---- INPUT FOR THIS TASK

PR #22, opened 2023-05-12
fix: Making ZNSDomainToken Upgradeable

Will-Hyde:
Adding the Upgradeable ERC721 interface to the domain token, so that it can make use of Open Zeppelin's Transparent Proxy


JamesEarle (approved):

RyanCross:
@Whytecrowe @Will-Hyde What do y'all think about making this proxy UUPS (inheriting from https://docs.openzeppelin.com/contracts/4.x/api/proxy#UUPSUpgradeable)

OpenZeppelin's latest recommendation on proxies appears to have shifted over time to this pattern.  Which moves upgrade logic to the implementation contract and not the proxy contract.

Further reading:
https://docs.openzeppelin.com/contracts/4.x/api/proxy#transparent-vs-uups

Whytecrowe:
> @Whytecrowe @Will-Hyde What do y'all think about making this proxy UUPS (inheriting from https://docs.openzeppelin.com/contracts/4.x/api/proxy#UUPSUpgradeable)
> 
> OpenZeppelin's latest recommendation on proxies appears to have shifted over time to this pattern. Which moves upgrade logic to the implementation contract and not the proxy contract.
> 
> Further reading: https://docs.openzeppelin.com/contracts/4.x/api/proxy#transparent-vs-uups

Could you, please, look into it @JamesEarle ? Maybe UUPS would be better here?

contracts/token/ZNSDomainToken.sol
```diff
@@ -1,60 +1,57 @@
...
+     * @notice Set the address of the access controller contract
+     * @param _accessController The new access controller contract
+     */
+    function setAccessController(address _accessController) external override onlyRole(GOVERNOR_ROLE) {
+        _setAccessController(_accessController);
+    }
+
+    /**
+     * @notice To use UUPS proxy we override this function and revert if `msg.sender` isn't authorized
+     * @dev Using solhint's `no-empty-blocks` will error here, but to be a UUPS Proxy we require it this
```
Whytecrowe, line 49: looks like an outdated comment

package.json
```diff
@@ -11,16 +11,16 @@
   },
   "scripts": {
     "compile": "hardhat compile",
-    "lint-sol": "yarn solhint \"contracts/**/*.sol\"",
+    "lint-sol": "yarn solhint ./contracts/**/*.sol",
     "lint-ts": "yarn eslint ./test/** ./src/**",
-    "lint": "yarn lint-sol && yarn lint-ts",
+    "lint": "yarn lint-sol & yarn lint-ts",
```
Whytecrowe, line 16: you want these to run in parallel?

test/ZNSDomainToken.test.ts
```diff
@@ -14,101 +15,185 @@ describe("ZNSDomainToken:", () => {
...
+        ethers.constants.AddressZero,
+        caller.address,
         tokenId
       );
-      expect(receipt.events?.[0].args?.to).to.eq(
-        caller.address
-      );
-
-      // Verify caller owns tokenId
-      expect(await domainToken.ownerOf(tokenId)).to.equal(caller.address);
```
Whytecrowe, line 42: why is this removed? we need to verify that the token was, in fact, transferred to the correct address. an event does not verify this

test/ZNSDomainToken.test.ts
```diff
@@ -14,101 +15,185 @@ describe("ZNSDomainToken:", () => {
...
+        caller.address,
+        ethers.constants.AddressZero,
         tokenId
       );
-      expect(receipt.events?.[0].args?.to).to.eq(
-        ethers.constants.AddressZero
-      );
-
-      // Verify token has been burned
-      await expect(
```
Whytecrowe, line 70: same here

test/ZNSDomainToken.test.ts
```diff
@@ -14,101 +15,185 @@ describe("ZNSDomainToken:", () => {
...
 
   describe("Require Statement Validation", () => {
+    it("Only the registrar can call to register a token", async () => {
+      const tokenId = ethers.BigNumber.from("1");
+      const registerTx = zns.domainToken
+        .connect(caller)
+        .register(caller.address, tokenId);
+
+      await expect(registerTx).to.be.revertedWith(
+        `AccessControl: account ${caller.address.toLowerCase()} is missing role ${REGISTRAR_ROLE}`
```
Whytecrowe, line 83: there's a helper for this:
https://github.com/zer0-os/zNS/blob/development/test/helpers/errors.ts#L1

test/ZNSDomainToken.test.ts
```diff
@@ -14,101 +15,185 @@ describe("ZNSDomainToken:", () => {
...
     });
 
     it("Verify token symbol", async () => {
-      const symbol = await domainToken.symbol();
+      const symbol = await zns.domainToken.symbol();
       expect(symbol).to.equal(TokenSymbol);
     });
   });
+  describe("AccessController", () =>{
+    it("Allows setting of a new access controller if the caller is a governor", async () => {
```
Whytecrowe, line 124: admin, not governor

test/ZNSDomainToken.test.ts
```diff
@@ -14,101 +15,185 @@ describe("ZNSDomainToken:", () => {
...
+      await expect(tx).to.not.be.reverted;
+
+      const accessControllerAfter = await zns.domainToken.getAccessController();
+      expect(accessControllerBefore).to.not.eq(accessControllerAfter);
+    });
+
+    it("Fails when the caller is not a governor", async () => {
+      const tx = zns.domainToken.connect(caller).setAccessController(mockAccessController.address);
+      await expect(tx).to.be.revertedWith(
+        `AccessControl: account ${caller.address.toLowerCase()} is missing role ${GOVERNOR_ROLE}`
```
Whytecrowe, line 138: use helper

test/ZNSDomainToken.test.ts
Whytecrowe: also, the newly merged AC PR has all these tests. please, verify and remove redundant ones

test/ZNSDomainToken.test.ts
```diff
@@ -14,101 +15,185 @@ describe("ZNSDomainToken:", () => {
...
+      );
+    });
+  });
+  describe("UUPS", () => {
```
Whytecrowe, line 142: space before this

test/ZNSDomainToken.test.ts
```diff
@@ -14,101 +15,185 @@ describe("ZNSDomainToken:", () => {
...
+
+      const preUpgradeVars = [
+        zns.domainToken.name(),
+        zns.domainToken.symbol(),
+      ];
+
+      const [nameBefore, symbolBefore] = await Promise.all(preUpgradeVars);
+
+      // Confirm the deployer is a governor, as set in `deployZNS` helper
+      await expect(zns.accessController.checkRole(GOVERNOR_ROLE, deployer.address)).to.not.be.reverted;
```
Whytecrowe, line 160: use `hasRole()` or `isGovernor()` instead here. they return a boolean.

test/ZNSDomainToken.test.ts
```diff
@@ -14,101 +15,185 @@ describe("ZNSDomainToken:", () => {
...
+
+      // Confirm the deployer is a governor, as set in `deployZNS` helper
+      await expect(zns.accessController.checkRole(GOVERNOR_ROLE, caller.address)).to.be.revertedWith(
+        `AccessControl: account ${caller.address.toLowerCase()} is missing role ${GOVERNOR_ROLE}`
+      );
+
+      const upgradeTx = zns.domainToken.connect(caller).upgradeTo(newDomainToken.address);
+
+      await expect(upgradeTx).to.be.revertedWith(
+        `AccessControl: account ${caller.address.toLowerCase()} is missing role ${GOVERNOR_ROLE}`
```
Whytecrowe, line 195: helper

test/ZNSDomainToken.test.ts
```diff
@@ -14,101 +15,185 @@ describe("ZNSDomainToken:", () => {
...
+
+      const postUpgradeVars = [
+        zns.domainToken.name(),
+        zns.domainToken.symbol(),
+      ];
+
+      const [nameAfter, symbolAfter] = await Promise.all(postUpgradeVars);
+
+      expect(nameBefore).to.eq(nameAfter);
+      expect(symbolBefore).to.eq(symbolAfter);
```
Whytecrowe, line 174: what about the state vars that actually matter? :) like token ownership and stuff...
what about the new functionality? is it added with the upgrade? are new slots added with the upgrade? do they interfere with old slots?

Whytecrowe: a helper can be potentially created here that can be reused for tests of other proxies.

test/ZNSDomainToken.test.ts
```diff
@@ -14,101 +15,185 @@ describe("ZNSDomainToken:", () => {
...
+      await expect(tx).to.be.revertedWith(
+        `AccessControl: account ${caller.address.toLowerCase()} is missing role ${GOVERNOR_ROLE}`
+      );
+    });
+  });
+  describe("UUPS", () => {
+    it("Verifies an authorized user can upgrade the contract", async () => {
+      // UUPS specifies that a call to upgrade must be made through an address that is upgradecall
+      // So use a deployed proxy contract
+      const factory = new ZNSDomainToken__factory(deployer);
```
Whytecrowe, line 146: need to upgrade to a contract with slightly different logic (new function(-s), new storage slots) to actually verify. upgrading to the identical logic doesn't really check much

test/ZNSDomainToken.test.ts
```diff
@@ -14,101 +15,185 @@ describe("ZNSDomainToken:", () => {
...
+
+      expect(nameBefore).to.eq(nameAfter);
+      expect(symbolBefore).to.eq(symbolAfter);
+
+    });
+
+    it("Fails to upgrade if the caller is not authorized", async () => {
+      // UUPS specifies that a call to upgrade must be made through an address that is upgradecall
+      // So use a deployed proxy contract
+      const factory = new ZNSDomainToken__factory(deployer);
```
Whytecrowe, line 181: for the AC failed call, this is fine

test/helpers/deployZNS.ts
```diff
@@ -69,10 +69,23 @@ export const deployPriceOracle = async ({
...
+  deployer : SignerWithAddress,
+  accessController : string
 ) : Promise<ZNSDomainToken> => {
   const domainTokenFactory = new ZNSDomainToken__factory(deployer);
-  return domainTokenFactory.deploy("ZNSDomainToken", "ZDT");
+  const contract = await upgrades.deployProxy(
+    domainTokenFactory,
+    [
+      accessController,
+      "ZNSDomainToken",
```
Whytecrowe, line 80: these should be constants, especially if we check them in multiple tests and use them in helpers

test/helpers/deployZNS.ts
```diff
@@ -139,12 +152,12 @@ export const deployZNS = async ({
     adminAddresses: [deployer.address, ...adminAddresses],
   });
 
-  // TODO AC: fix this!
+  // TODO AC: Make sure contracts are deployed as proxies and authorize the governor role
```
Whytecrowe, line 155: not sure what this comment means

Whytecrowe (changes requested):
please address the comments + resolver conflicts

package.json
JamesEarle: I was getting different output if I ran in parallel vs consecutively, so I left it.

test/ZNSDomainToken.test.ts
JamesEarle: Meant to put this back, it's added

test/ZNSDomainToken.test.ts
JamesEarle: changed all of them to this, thanks

test/helpers/deployZNS.ts
JamesEarle: a lot clearer than comments like "fix this!" to me, but this was because some contracts were being deployed through their factory still not through the `upgrades.deployProxy()` command like others, but this has been changed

--------

▶ _WORK TO COMPLETE_: Write out each line above with the word "revertedWith".

▶ _RESULT OF THIS EXERCISE_:
+      await expect(registerTx).to.be.revertedWith(
+      await expect(tx).to.be.revertedWith(
+      await expect(zns.accessController.checkRole(GOVERNOR_ROLE, caller.address)).to.be.revertedWith(
+      await expect(upgradeTx).to.be.revertedWith(
+      await expect(tx).to.be.revertedWith(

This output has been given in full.